Assessing U.S. Workforce Digital Skills Broadly, By Industry, and By Occupation
The OECD’s PIAAC survey categorizes adult workers into four levels of digital skills: no digital skills, limited digital skills, proficient digital skills, and advanced digital skills.[27] (Technically, the survey tests for “digital problem solving in technology-rich environments.”)[28] Individuals with no digital skills failed to meet one or more of three basic digital skills criteria: 1) prior computer use; 2) willingness to take the computer-based assessment; and 3) ability to complete four out of six extremely basic computing tasks, such as using a mouse or highlighting text on screen.[29] Individuals with limited digital skills could complete only very simple digital tasks involving a generic interface and a few steps (e.g., placing incoming Outlook emails into specified folders).[30] Those possessing proficient digital skills were capable of using basic digital productivity tools (e.g., Microsoft Outlook), and could use digital tools such as the sort function in spreadsheets to solve problems, yet still struggled with tasks involving the use of both generic and specific technology applications.[31] Lastly, those possessing the most-advanced digital skills in the PIAAC survey have facility in “the use of both generic and more specific technology applications… [can navigate] across pages and applications… [and can solve tasks that] may involve multiple steps and operators.”[32]

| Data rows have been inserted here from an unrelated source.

PR #1150, opened 2026-08-25
fix(api-put-queue): ZMS-87 add endpoint to update message in queue

NickOvt:
Adds `PUT /users/{user}/outbound/{queueId}` for changing the delivery time of an outbound message that is still queued. Delivery times in the past are replaced with the current time, and times past the queue expiry are rejected.

For a message submitted by the user the Date header is kept in sync with the new delivery time, in the queued headers and in every stored representation of the message. Forwards and autoreplies are rescheduled but keep the Date value of the original message, and the response reports which of the two happened.

### Notes

- All remaining queue entries of a message have to be reschedulable. The Date header is shared by every recipient, so rescheduling only the unlocked entries would deliver the locked ones with a Date value from the future. The request fails with `QueueEntryLocked` in that case, reporting how many entries are being delivered.
- Rewriting the Date header changes the size of the stored message, so `size` is recomputed and the difference is applied to the user quota. IMAP serves `RFC822.SIZE` from the stored value but rebuilds the `BODY[]` literal from the mime tree, so these have to agree.
- Ownership of a queue entry is taken from the queue metadata, and falls back to the `outbound` reference on the user's own messages. Not every producer stamps the owner (autoreplies did not, `haraka-plugin-wildduck` still does not for forwards) and entries queued before a producer is fixed never will, but the `outbound` reference is how the user got the queue ID in the first place. Entries owned by another user are rejected either way.
- `sender.maxQueueTime` is new in `config/sender.toml` and must match the `maxQueueTime` value of ZoneMTA. The MTA expires queue entries by insertion time and drops them without a bounce, so a delivery time past that point would silently lose the message.
- The regenerated OpenAPI docs also pick up `includeHasDrafts`, `collapseThreads` and `markHam`, which landed on master without a regeneration.

### DIFF
--- a/Gruntfile.js
+++ b/Gruntfile.js
@@ -52,6 +52,7 @@ module.exports = function (grunt) {
                     'test/filtering-tools-test.js',
                     'test/hibp-tools-test.js',
                     'test/list-headers-test.js',
+                    'test/maildropper-test.js',
                     'test/tools-test.js'
                 ]
             },
--- a/Gruntfile.js
+++ b/Gruntfile.js
@@ -53,6 +53,8 @@ module.exports = function (grunt) {
                     'test/filtering-tools-test.js',
                     'test/hibp-tools-test.js',
                     'test/list-headers-test.js',
+                    'test/maildropper-test.js',
+                    'test/message-handler-update-test.js',
                     'test/metrics-config-test.js',
                     'test/prometheus-test.js',
                     'test/tools-test.js'
--- a/config/sender.toml
+++ b/config/sender.toml
@@ -13,3 +13,8 @@ collection="zone-queue"
 # Must be shared with haraka-plugin-wildduck
 # If not set then looping is not tracked
 #loopSecret="secret value"
+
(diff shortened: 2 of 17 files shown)


andris9 (approved):
Approved. Fixes for the ownership check, the Date header drift and the response semantics are pushed to the branch (a05d06a). Not merging, leaving that to you.

andris9 (approved):
Reviewed again after 44f2e2a1 and pushed the fixes there.

Main one: rescheduling only the unlocked entries still rewrote the shared Date header, so the recipients that were mid-delivery went out with a Date value from the future. The update now refuses unless every remaining entry could be rescheduled.

Also fixed: the stored `size` was not recomputed when the Date header changed, so `RFC822.SIZE` disagreed with the `BODY[]` literal; the ES index kept the old date and size; a failure in the stored-copy sync answered 200 with a bare `{error}`; and the tightened ownership check made autoreplies and haraka-created forwards impossible to cancel, which now falls back to the `outbound` reference on the user's own messages.

Full suite green locally: 49 API, 137 server-backed, 458 IMAP, 187 unit.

While it should be apparent that even the above-referenced digital-problem solving skills measures don’t constitute “tests” for extremely high levels of digital aptitude, the PIIAC data reveals that even then fully one-third of American workers lack digital skills, with 13 percent of U.S. workers having no digital skills and 18 percent having at best limited digital skills, while 35 percent could be deemed proficient and 33 percent advanced in digital skills. (See figure 6.) In essence, one in six working-age Americans are unable to use email, web search, or other basic online tools.[33] As the National Skills Council observed, there is significant digital skills knowledge fragmentation among U.S. workers: Many may be comfortable using smartphone apps but unfamiliar with how to operate a mouse, use Microsoft Office productivity tools, or even upload employment applications to websites.[34] In part, that’s because 23 percent of U.S. households do not own a desktop or laptop computer, while over 7 percent of all Americans simply don’t use the Internet.[35] This digital divide hits U.S. minority groups particularly hard, with 23 percent of African Americans and 25 percent of Latino respondents to a 2019 Pew Research Center study reporting having smartphone-only Internet access.[36]
Figure 6: Extent of digital skills in the U.S. workforce according to OECD PIAAC survey data[37]
Table 1: Percentage of workers with no or limited digital skills, selected industries[38]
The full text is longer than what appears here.